(Supplied records)
PR #486, opened 2024-07-28
Fix CI

HypeMC:
Fixes https://github.com/symfony/monolog-bundle/actions/runs/10134253734/job/28020275060

### DIFF
--- a/composer.json
+++ b/composer.json
@@ -26,7 +26,7 @@
     "require-dev": {
         "symfony/yaml": "^5.4 || ^6.0 || ^7.0",
         "symfony/console": "^5.4 || ^6.0 || ^7.0",
-        "symfony/phpunit-bridge": "^6.3 || ^7.0"
+        "symfony/phpunit-bridge": "^7.1"
     },
     "autoload": {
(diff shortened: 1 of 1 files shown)


composer.json
```diff
@@ -26,7 +26,7 @@
     "require-dev": {
         "symfony/yaml": "^5.4 || ^6.0 || ^7.0",
         "symfony/console": "^5.4 || ^6.0 || ^7.0",
-        "symfony/phpunit-bridge": "^6.3 || ^7.0"
+        "symfony/phpunit-bridge": "^6.3.10 || ^7.0"
```
derrabus, line 29:
```suggestion
        "symfony/phpunit-bridge": "^7.1"
```

Testing with ancient versions of the PHPUnit bridge is pointless.

derrabus (changes requested):

composer.json
HypeMC: @derrabus Done

derrabus (approved):

derrabus:
Thank you @HypeMC.

PR #487, opened 2024-07-28
Add PHP-CS-Fixer

HypeMC:
This repo seems to be the only one that doesn't use PHP-CS-Fixer, which is a bit annoying when trying to contribute since I have to manually worry about coding standards. I'm not sure if there's a specific reason for that, so I decided to give it a try in this PR.

I took the `.php-cs-fixer.dist.php` from the framework repo and made a few adjustments. I removed `nullable_type_declaration` and `nullable_type_declaration_for_default_null_value` since those are part of the standard Symfony set. Additionally, I set `modernize_strpos` to `false` since the bundle still supports PHP >= 7.2.

I'm not sure how to run it in the CI, as some repos use fabbot while others, like the MakerBundle, use GitHub Actions.

It would be best to hide whitespace changes while reviewing.


DependencyInjection/Compiler/AddProcessorsPass.php
```diff
@@ -34,24 +34,24 @@ public function process(ContainerBuilder $container)
         foreach ($container->findTaggedServiceIds('monolog.processor') as $id => $tags) {
             foreach ($tags as $tag) {
                 if (!empty($tag['channel']) && !empty($tag['handler'])) {
-                    throw new \InvalidArgumentException(sprintf('you cannot specify both the "handler" and "channel" attributes for the "monolog.processor" tag on service "%s"', $id));
+                    throw new \InvalidArgumentException(\sprintf('you cannot specify both the "handler" and "channel" attributes for the "monolog.processor" tag on service "%s"', $id));
```
OskarStark, line 37: Not sure about native function invocation

derrabus: > Not sure about native function invocation 

Can you elaborate? This change looks correct to me.

.github/workflows/ci.yaml
```diff
@@ -5,6 +5,24 @@ on:
...
+        name: Coding Standards
+        steps:
+            -   name: Checkout
+                uses: actions/checkout@v4
+
+            -   name: Setup PHP
+                uses: shivammathur/setup-php@v2
+
+                with:
+                    php-version: 8.1
```
derrabus, line 19: Why not 8.3?

derrabus (approved):

DependencyInjection/Compiler/AddProcessorsPass.php
OskarStark: Sorry, yes it looks correct, but I thought we weren't using it at symfony/symfony. I double checked and we do 👍

derrabus: Yes, we use it for compiler-optimized functions.

.github/workflows/ci.yaml
HypeMC: I just copied the highest PHP version, didn't notice 8.2 & 8.3 are missing, fixed.

derrabus:
Thank you @HypeMC.

PR #489, opened 2024-08-09
Add Sentry `BreadcrumbHandler` support

HypeMC:
Adds support for https://github.com/getsentry/sentry-php/pull/1199.

```yaml
monolog:
  handlers:
    sentry:
      type: sentry
      hub_id: Sentry\State\HubInterface
      level: !php/const Monolog\Logger::ERROR
    sentry_breadcrumb:
      type: sentry_breadcrumb
      sentry_handler: sentry
      level: !php/const Monolog\Logger::INFO

# or if you don't have Sentry bundle installed

monolog:
  handlers:
    sentry:
      type: sentry
      dsn: "https://public@sentry.example.com/1"
      level: !php/const Monolog\Logger::ERROR
    sentry_breadcrumb:
      type: sentry_breadcrumb
      sentry_handler: sentry
      level: !php/const Monolog\Logger::INFO
```

Initially, I considered using the existing `handler` option instead of introducing the new `sentry_handler` option. However, I decided against it because the PSR logger doesn't get auto-enabled when the `handler` option is used:

https://github.com/symfony/monolog-bundle/blob/ed0e4a287282971d110fd8c99d9ac391559a43ce/DependencyInjection/MonologExtension.php#L179-L183

### DIFF
--- a/DependencyInjection/Configuration.php
+++ b/DependencyInjection/Configuration.php
@@ -236,6 +236,9 @@ use Symfony\Component\Config\Definition\Exception\InvalidConfigurationException;
  *   - hub_id: Sentry hub custom service id (optional)
  *   - [fill_extra_context]: bool, defaults to false
  *
+ * - sentry_breadcrumb:
+ *   - sentry_handler: the sentry handler's name
+ *
  * - newrelic:
  *   - [level]: level name or int value, defaults to DEBUG
  *   - [bubble]: bool, defaults to true
@@ -584,6 +587,7 @@ class Configuration implements ConfigurationInterface
                 ->booleanNode('persistent')->end() // socket_handler
                 ->scalarNode('dsn')->end() // raven_handler, sentry_handler
                 ->scalarNode('hub_id')->defaultNull()->end() // sentry_handler
+                ->scalarNode('sentry_handler')->defaultNull()->end() // sentry_breadcrumb
                 ->scalarNode('client_id')->defaultNull()->end() // raven_handler, sentry_handler
                 ->scalarNode('auto_log_stacks')->defaultFalse()->end() // raven_handler
                 ->scalarNode('release')->defaultNull()->end() // raven_handler, sentry_handler
@@ -724,6 +728,10 @@ class Configuration implements ConfigurationInterface
             ->validate()
                 ->ifTrue(function ($v) { return 'sentry' === $v['type'] && null !== $v['hub_id'] && null !== $v['client_id']; })
                 ->thenInvalid('You can not use both a hub_id and a client_id in a Sentry handler')
+            ->end()
+            ->validate()
+                ->ifTrue(function ($v) { return 'sentry_breadcrumb' === $v['type'] && !$v['sentry_handler']; })
+                ->thenInvalid('The sentry_handler has to be specified to use a Sentry BreadcrumbHandler')
             ->end()
             ->validate()
                 ->ifTrue(function ($v) { return 'hipchat' === $v['type'] && (empty($v['token']) || empty($v['room'])); })
--- a/DependencyInjection/MonologExtension.php
+++ b/DependencyInjection/MonologExtension.php
@@ -25,6 +25,7 @@ use Symfony\Bridge\Monolog\Processor\SwitchUserTokenProcessor;
 use Symfony\Bridge\Monolog\Processor\TokenProcessor;
 use Symfony\Bridge\Monolog\Processor\WebProcessor;
 use Symfony\Component\Config\FileLocator;
+use Symfony\Component\DependencyInjection\Argument\AbstractArgument;
 use Symfony\Component\DependencyInjection\Argument\BoundArgument;
 use Symfony\Component\DependencyInjection\ChildDefinition;
 use Symfony\Component\DependencyInjection\ContainerBuilder;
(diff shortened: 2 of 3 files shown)


DependencyInjection/MonologExtension.php
```diff
@@ -755,24 +755,35 @@ private function buildHandler(ContainerBuilder $container, $name, array $handler
...
                     }
 
-                    $hub = new Definition(
+                    $hubId = \sprintf('monolog.handler.%s.hub', $name);
+                    $hub = $container->setDefinition($hubId, new Definition(
                         'Sentry\\State\\Hub',
                         [new Reference($clientId)]
-                    );
-                    $container->setDefinition(\sprintf('monolog.handler.%s.hub', $name), $hub);
+                    ));
```
HypeMC, line 762: This never worked correctly. The `monolog.handler.%s.hub` service was registered but never actually used. Instead, the entire definition was passed as an argument, resulting in the creation of two separate services: the unused `monolog.handler.%s.hub` service and an anonymous service that was passed to the handler.

DependencyInjection/Configuration.php
```diff
@@ -725,6 +729,10 @@ public function getConfigTreeBuilder(): TreeBuilder
                 ->ifTrue(function ($v) { return 'sentry' === $v['type'] && null !== $v['hub_id'] && null !== $v['client_id']; })
                 ->thenInvalid('You can not use both a hub_id and a client_id in a Sentry handler')
             ->end()
+            ->validate()
+                ->ifTrue(function ($v) { return 'sentry_breadcrumb' === $v['type'] && empty($v['sentry_handler']); })
```
GromNaN: I think `$v['sentry_handler']` is always defined, and `null` by default.
```suggestion
                ->ifTrue(function ($v) { return 'sentry_breadcrumb' === $v['type'] && !$v['sentry_handler']; })
```

HypeMC: Yes, you're right, fixed.

GromNaN:
> Initially, I considered using the existing handler option instead of introducing the new `sentry_handler` option. However, I decided against it because the PSR logger doesn't get auto-enabled when the handler option is used

Should we make an exception for `sentry_breadcrumb` and always enable the the `process_psr_3_messages` handler?
Using both `handler` and `sentry_handler` with `type: sentry_breadcrumb` would not make sense, does it?

DependencyInjection/Configuration.php
```diff
@@ -594,6 +587,7 @@ public function getConfigTreeBuilder(): TreeBuilder
                 ->booleanNode('persistent')->end() // socket_handler
                 ->scalarNode('dsn')->end() // raven_handler, sentry_handler
                 ->scalarNode('hub_id')->defaultNull()->end() // sentry_handler
+                ->scalarNode('sentry_handler')->defaultNull()->end() // sentry_breadcrumb
```
stof, line 590: We already have a `handler` setting used by all handlers that are wrapping another handler to configure which one it is. It should be reused inside of adding a new setting.

stof:
I don't think we should add support for third-party Monolog handlers in MonologBundle itself, as this will become unmaintainable:

- how do we decide which one we implement ?
- how do we deal with potential BC breaks in those packages for which we have no composer requirements ?

We already support `type: service` to allow defining a service yourselves and then using it as handler (potentially injected into other handlers), which is the way to support community handlers

GromNaN:
The integration with the 3rd party library was added by https://github.com/symfony/monolog-bundle/pull/313. Either we decide to deprecate it in 3.x and remove it in 4.x, or we manage to integrate the features. I prefer the first solution for the rasons you exposed, but we need an upgrade path for users.

Edit: The documentation of the SentryBundle use the `type: service` configuration.
https://docs.sentry.io/platforms/php/guides/symfony/logs/

HypeMC:
I agree that it makes sense not to support 3rd-party handlers. Sentry's is currently the only one, so it's an oddball.

However, I don't think 3rd-party handlers are the only issue. For example, this handler seems to be broken:

```php
case 'rollbar':
    if (!empty($handler['id'])) {
        $rollbarId = $handler['id'];
    } else {
        $config = $handler['config'] ?: [];
        $config['access_token'] = $handler['token'];
        $rollbar = new Definition('RollbarNotifier', [
            $config,
        ]);
        $rollbarId = 'monolog.rollbar.notifier.'.sha1(json_encode($config));
        $rollbar->setPublic(false);
        $container->setDefinition($rollbarId, $rollbar);
    }

    $definition->setArguments([
        new Reference($rollbarId),
        $handler['level'],
        $handler['bubble'],
    ]);
    break;
```

The `RollbarNotifier` class doesn't exist in the current version of the `rollbar/rollbar` library, and Monolog v3's `RollbarHandler` doesn't support it either. I think referencing any 3rd-party classes in the code could lead to potential BC breaks, so maybe all of this should be removed?

stof:
@HypeMC this is because this code is related to support of the Monolog RollbarHandler of older versions of Monolog (which we'll be able to clean in 4.0).
Monolog itself has a policy to not accept new handlers in core that require third-party dependencies. But I think that we should keep support for those handlers in MonologBundle as long as they are part of Monolog itself.

HypeMC:
@stof Yes, we should keep support for the handlers themselves. I was thinking we could maybe drop support for registering the 3rd-party classes and just keep the option of providing the service ID (in other words, drop the `else` part from my previous example).

HypeMC:
Closing this one as we don't want to support third party handlers.

PR #490, opened 2024-10-15
Fix `file_permission` type in the Configuration

php4fan:
Fixed wrong parameter type in documentation of rotating_file handler


DependencyInjection/Configuration.php
```diff
@@ -63,7 +63,7 @@
  *   - [max_files]: files to keep, defaults to zero (infinite)
  *   - [level]: level name or int value, defaults to DEBUG
  *   - [bubble]: bool, defaults to true
- *   - [file_permission]: string|null, defaults to null
+ *   - [file_permission]: int|null, defaults to null (0644)
```
stof, line 66:
```suggestion
 *   - [file_permission]: int|null, defaults to null (0o644)
```

We need to use the proper octal notation if using octal for the default value

GromNaN (approved):

GromNaN:
Thank you @php4fan.

PR #95, opened 2018-12-03
Adjust *_stub.go to new internal context API

jpo-joyent:
This fixes the build on !linux again (tested on macOS), although still doesn't report anything useful there.


jpo-joyent:
Previously: https://github.com/jaypipes/ghw/pull/67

(Directions) A single number is the whole answer: the number of lines in the entries that include "ifTrue".

(Problem solution) 6